To determine the types and frequency of symptomatic ocular motility disturbances following head trauma and their association with severity of trauma.
Retrospective study of patients with (1) diplopia unless visual loss is present, (2) heterotropia for far or near targets, and (3) prior head injury.
Office and in-hospital consulting practice of a university neuro-ophthalmologist.
Sixty patients with posttraumatic ophthalmoplegia.
Main Outcome Measures:
Paralytic and nonparalytic heterotropias were quantitated in prism diopters or percentage limitation of ductions. Convergence insufficiency was assessed by determining the near point of convergence.

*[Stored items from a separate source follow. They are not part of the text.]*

PR #1985, opened 2026-03-13
New neovim theme engine

Silzinc:
I've been working on this during the past weeks, and here it is. Have a demo:

https://github.com/user-attachments/assets/c2a649be-50dd-4ad5-858e-399cb37b7d0c

Advantages compared to the previous one:
- No dependency on `lazy.nvim`. The user is free to install the plugin in whichever way he/she prefers.
- More idiomatic neovim colorscheme definition, and more graceful handling of errors (although it's not perfect).
- Dozens of pretty cohesive base themes are available to derive the colorscheme `dms`. They are essentially NvChad's excellent themes, reworked to integrate with any neovim config as a standalone plugin, and to be customized dynamically by dms.
- The user can choose how much the base theme should be tinted towards the source color of the current DMS theme.

A few problems still:
- Maybe the settings UI will feel cluttered if we start doing what I did here for other editors or matugen themes (I imagine VSCode users would also like an improvement on the dms plugin). 
- The different new settings all point to the same key, which makes them harder to fuzzy find in the settings window. I am not sure as to how this can be solved simply.

### DIFF
--- a/quickshell/Modules/Settings/ThemeColorsTab.qml
+++ b/quickshell/Modules/Settings/ThemeColorsTab.qml
@@ -2578,7 +2578,7 @@ Item {
                     tags: ["matugen", "neovim", "terminal", "template"]
                     settingKey: "matugenTemplateNeovim"
                     text: "neovim"
-                    description: getTemplateDescription("nvim", I18n.tr("Required plugin: ") + "https://github.com/Silzinc/base46")
+                    description: getTemplateDescription("nvim", I18n.tr("Required plugin: ") + "https://github.com/AvengeMedia/base46")
                     descriptionColor: getTemplateDescriptionColor("nvim")
                     visible: SettingsData.runDmsMatugenTemplates
                     checked: SettingsData.matugenTemplateNeovim
--- a/quickshell/matugen/templates/neovim.lua
+++ b/quickshell/matugen/templates/neovim.lua
@@ -1,7 +1,7 @@
 local present, base46 = pcall(require, "base46")
-if not present or base46._AUTHOR ~= "Silzinc" then
+if not present or not base46._DMS_SUPPORT then
 	vim.notify(
-		"base46 plugin not found or incorrect, make sure to install Silzinc/base46",
+		"base46 plugin not found or incorrect, make sure to install AvengeMedia/base46",
 		vim.log.levels.ERROR,
 		{ title = "dms integration" }
 	)


Silzinc:
- Very good point on the dependency to a personal fork. Well, there was a dependency on lazy.nvim before, which is even harder in my opinion as it is hard to integrate in many neovim configs, although it is a well known project with many contributors. My base46 plugin is very much self-contained and config-agnostic, and the template does not forcibly install it but rather asks the user to do it if they want to use the engine. 
  And there also was base16-nvim which is not too far from my fork in nature, although it does have a lot more users. I do see an advantage in the fact that the person in charge of the themeing engine plugin uses DMS, I can tailor it to fit its needs (just like I did up until now).
- I forgot that matugen 4 was breaking things apart. I am still using matugen 3. I guess I will have to update before that PR gets a chance to be merged.
- The `_AUTHOR` field is just my way of checking that it's not one of the many `base46` forks existing around (or even just the NvChad plugin which is quite popular), but I admit it is hacky. I can perfectly envisage changing this to a `_DMS_SUPPORT = true` field, that would exist both on my fork and on any subfork if I were to abandon it (I cannot promise that I won't), or even on a fork by AvengeMedia.

Also, I am myself a NixOS user, although on stable branch, and I haven't updated my flakes in a while. Maybe this is why it works on my machine and not on yours out of the box.

bbedward:
I'd like input from more neovim users on the base46 part, but I'd like to migrate it AvengeMedia org, you can retain maintainer access on it though.

Silzinc:
Migrating to AvengeMedia org is perfectly fine by me, as long as the plugin remains available to non-dms users. That'd probably give better visibility to the plugin, and I don't feel comfy hosting a dependency of DMS on my account anyways. 

Idk how to get input from neovim users... I guess they could just test it once merged, but it looks a bit tiresome to make both engines coexist to avoid unwanted breaks.

bbedward:
Can you do the transfer request, then we can update the refs and just merge it in and see what people say about it

Adarsh219:
> I'd like input from more neovim users on the base46 part, but I'd like to migrate it AvengeMedia org, you can retain maintainer access on it though.

It's just a thought, and I'm not sure how viable it is, but what do you think about expanding Dank16 to Dank46 and utilising it for all code editors?

bbedward:
> > I'd like input from more neovim users on the base46 part, but I'd like to migrate it AvengeMedia org, you can retain maintainer access on it though.
> 
> It's just a thought, and I'm not sure how viable it is, but what do you think about expanding Dank16 to Dank46 and utilising it for all code editors?

Yea it would be awesome to have these options available for VScode, IMO - and zed, etc.

Silzinc:
I suppose base46 can serve as a ground for improving theming engines for lots of other pieces of software, maybe even not just code editors. Siduck (the creator of NvChad) really did an amazing job with this design. 

The idea of shifting the hues of a popular theme is rather basic and applicable in many contexts.

Also @bbedward I just opened a transfer request to you.

bbedward:
I transfered and gave you write access to the repo

Silzinc:
Also, since this is the first time I transfer a repo, is there anything I have to care about with licenses? There are 3 licenses on base46 now that require to be present in any fork of the code (the original base16 one, that of siduck and mine). I dunno if a fourth one is necessary now that the org owns it.

hnsylzg:
In light mode, some of the text/font colors are too faint and hard to read against the light background.

Silzinc:
> In light mode, some of the text/font colors are too faint and hard to read against the light background.

Can you give an example? (Base theme, harmony level, background color, source color)
All info can be found either in ~/.config/nvim/colors/dms.lua or in the DMS settings.

hnsylzg:
Screenshot from 2026-03-16 19-57-57
Screenshot from 2026-03-16 19-58-15


I would like to point out that I have tested all three modes for the Base theme settings ，and the issue persists in all of them. In light mode, the text contrast is consistently too low.Everything else is set to default.
Base theme: It defaults to github_light .
Harmony level: 0.5 (default fallback).

dms.lua

```
local present, base46 = pcall(require, "base46")
if not present or not base46._DMS_SUPPORT then
	vim.notify(
		"base46 plugin not found or incorrect, make sure to install AvengeMedia/base46",
		vim.log.levels.ERROR,
		{ title = "dms integration" }
	)
	return
end

local config_home = vim.env.XDG_CONFIG_HOME
if config_home == nil or #config_home == 0 then
	config_home = vim.fs.joinpath(vim.env.HOME, ".config")
end
local settings_file_path = vim.fs.joinpath(config_home, "DankMaterialShell", "settings.json")
local settings_file = io.open(settings_file_path, "r")
if settings_file == nil then
	vim.notify(
		"cannnot read dms settings file at '" .. settings_file_path .. "'",
		vim.log.levels.ERROR,
		{ title = "dms integration" }
	)
	return
end
local settings = vim.json.decode(settings_file:read("*a"))
settings_file:close()

local function deepGet(t, k)
	for _, s in ipairs(k) do
		if type(t) ~= "table" then
			return
		end
		t = t[s]
	end
	return t
end

local current_file_path = debug.getinfo(1, "S").source:sub(2)
local theme_base = deepGet(settings, { "matugenTemplateNeovimSettings", vim.o.background, "baseTheme" })
	or ("github_" .. vim.o.background)
local harmony = deepGet(settings, { "matugenTemplateNeovimSettings", vim.o.background, "harmony" }) or 0.5
local theme_name = "dms"

if not _G._matugen_theme_watcher then
	local uv = vim.uv or vim.loop
	_G._matugen_theme_watcher = { uv.new_fs_event(), uv.new_fs_event(), reload_timer = uv.new_timer() }

	local debounce_time = 100 -- ms
	local function handler()
		_G._matugen_theme_watcher.reload_timer:stop()
		_G._matugen_theme_watcher.reload_timer:start(
			debounce_time,
			0,
			vim.schedule_wrap(function()
				base46.theme_tables[theme_name] = nil
				if vim.g.colors_name == theme_name then
					vim.cmd.colorscheme(theme_name)
					vim.notify("Theme reload", vim.log.levels.INFO, { title = "dms integration" })
				end
				-- NOTE: contrary to what the documentation says, uv fs events usually do not manage to react to more than one edit.
				-- I understand that this is not intended: some edit processes in a typical system (e.g. the one neovim uses with
				-- multiple renames and changes) make things hard to follow for libuv. Therefore, a restart is the best option.
				_G._matugen_theme_watcher[1]:stop()
				_G._matugen_theme_watcher[2]:stop()
				_G._matugen_theme_watcher[1]:start(current_file_path, {}, handler)
				_G._matugen_theme_watcher[2]:start(settings_file_path, {}, handler)
			end)
		)
	end
	_G._matugen_theme_watcher[1]:start(current_file_path, {}, handler)
	_G._matugen_theme_watcher[2]:start(settings_file_path, {}, handler)
end

if not base46.theme_tables[theme_name] or base46.theme_tables[theme_name].type ~= vim.o.background then
	local builtin = vim.deepcopy(assert(base46.get_builtin_theme(theme_base)))
	local harmonized = base46.theme_harmonize(builtin, "#1976d2", harmony)
	harmonized = base46.theme_set_bg(harmonized, "#f7f9ff")

	base46.theme_tables[theme_name] = harmonized
end

base46.load(theme_name)
vim.g.colors_name = theme_name
```

Silzinc:
The pictures I see do actually look a lot like github_dark. What do you see when running `=vim.o.bg`?

hnsylzg:
I checked it, and =vim.o.background is indeed dark.

Silzinc:
I have been careless. On my system, neovim updates `vim.o.bg` automatically and reloads the colorscheme when it detects that the background of my terminal becomes white, and I have a hook on DMS that changes my kitty theme to make that happen.

I'll change the template to set `vim.o.bg` from the DMS mode. For the time being, you can just use `set bg=light` when opening neovim.

hnsylzg:
Thanks for the explanation! That makes sense. I don't have that terminal hook, so Neovim stays in dark mode by default.

Using :set bg=light manually works perfectly for now and restores the contrast. Looking forward to the template update that syncs vim.o.bg with the DMS mode!

Silzinc:
Note that I know very few themes that set `background` manually actually. It's really made to sync neovim's apparence with that of the terminal, hence that special and rather unique colorscheme reload behaviour that is built into neovim.

NvChad sets `vim.o.bg` and I kept that behaviour even though I am not sure if it is idiomatic. For a DMS integration, I guess it can make sense since I can just get the theme with an IPC call. Well, if you want to have a dark terminal and a white neovim I guess that's the best way out.

PR #1997, opened 2026-03-14
fix(nix/greeter): skip invalid customThemeFile in preStart

z1-0:
Avoid attempting to copy a null/empty/missing customThemeFile path by validating the jq result and file existence before cp.

The default implementation of wrap systemd script in Nix is "set -e", so the code is interrupted here.

### DIFF
--- a/distro/nix/greeter.nix
+++ b/distro/nix/greeter.nix
@@ -196,7 +196,7 @@ in
 
       if [ -f settings.json ]; then
           theme_file="$(${jq} -r '.customThemeFile // empty' settings.json)"
-          if [ -r "$theme_file" ]; then
+          if [ -f "$theme_file" ] && [ -r "$theme_file" ]; then
               cp "$theme_file" custom-theme.json
               mv settings.json settings.orig.json
               ${jq} '.customThemeFile = "${cacheDir}/custom-theme.json"' settings.orig.json > settings.json


distro/nix/greeter.nix
```diff
@@ -195,9 +195,12 @@ in
       fi
 
       if [ -f settings.json ]; then
-          if cp "$(${jq} -r '.customThemeFile' settings.json)" custom-theme.json; then
-              mv settings.json settings.orig.json
-              ${jq} '.customThemeFile = "${cacheDir}/custom-theme.json"' settings.orig.json > settings.json
+          theme_file="$(${jq} -r '.customThemeFile // empty' settings.json)"
+          if [ -n "$theme_file" ] && [ -f "$theme_file" ]; then
```
LuckShiba: I think these three conditions (including L200) could be simplified for a simple `if [ -r "$theme_file" ]`, as it will validate both if theme_file is valid (the `-n` here is redundant) and it's readable.

distro/nix/greeter.nix
```diff
@@ -195,9 +195,12 @@ in
...
+              if cp "$theme_file" custom-theme.json; then
+                  mv settings.json settings.orig.json
+                  ${jq} '.customThemeFile = "${cacheDir}/custom-theme.json"' settings.orig.json > settings.json
+              fi
```
LuckShiba:
```suggestion
          theme_file="$(${jq} -r '.customThemeFile // empty' settings.json)"
          if [ -r "$theme_file" ]; then
              cp "$theme_file" custom-theme.json
              mv settings.json settings.orig.json
              ${jq} '.customThemeFile = "${cacheDir}/custom-theme.json"' settings.orig.json > settings.json
          fi
```

purian23:
Happy to merge when you all think it's good to go

z1-0:
Changes addressed, PTAL

If this PR is accepted, I will submit the same changes to the dms module in the nixpkgs repo

LuckShiba:
It seems to work in my system. I added back the `-f` once I realized `-r` may return true if it's a directory. LGTM!

purian23:
@LuckShiba, please me sure I didn't break anything via 1661d3264181f39ed2027796d7ff56c342185eb8

LuckShiba:
Re-testing now!

LuckShiba:
Seems to work with https://github.com/AvengeMedia/DankMaterialShell/commit/1661d3264181f39ed2027796d7ff56c342185eb8.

Fifty-one patients had nuclear or infranuclear findings, ie, trochlear palsies (n=20), oculomotor palsies (n=17), abducens palsies (n=7), combined palsies (n=5), and restrictive ophthalmopathy (n=2). Nine patients had supranuclear dysfunction, including seven patients with convergence insufficiency. Bilateral ocular motor palsies and combined palsies were significantly (by means of X2 test) associated with head trauma of severity sufficient to cause corticospinal tract dysfunction. Individual or combined ocular motor palsies were not significantly (by means of X2 test) associated with intracranial hemorrhage and/or skull fracture or loss of consciousness.
Trochlear palsy was the most common nuclear or infranuclear basis for traumatic diplopia, and convergence insufficiency was the most common supra-nuclear cause of double vision. Head trauma distinguished by upper motor—neuron signs was correlated with specific subsets of disordered ocular motility.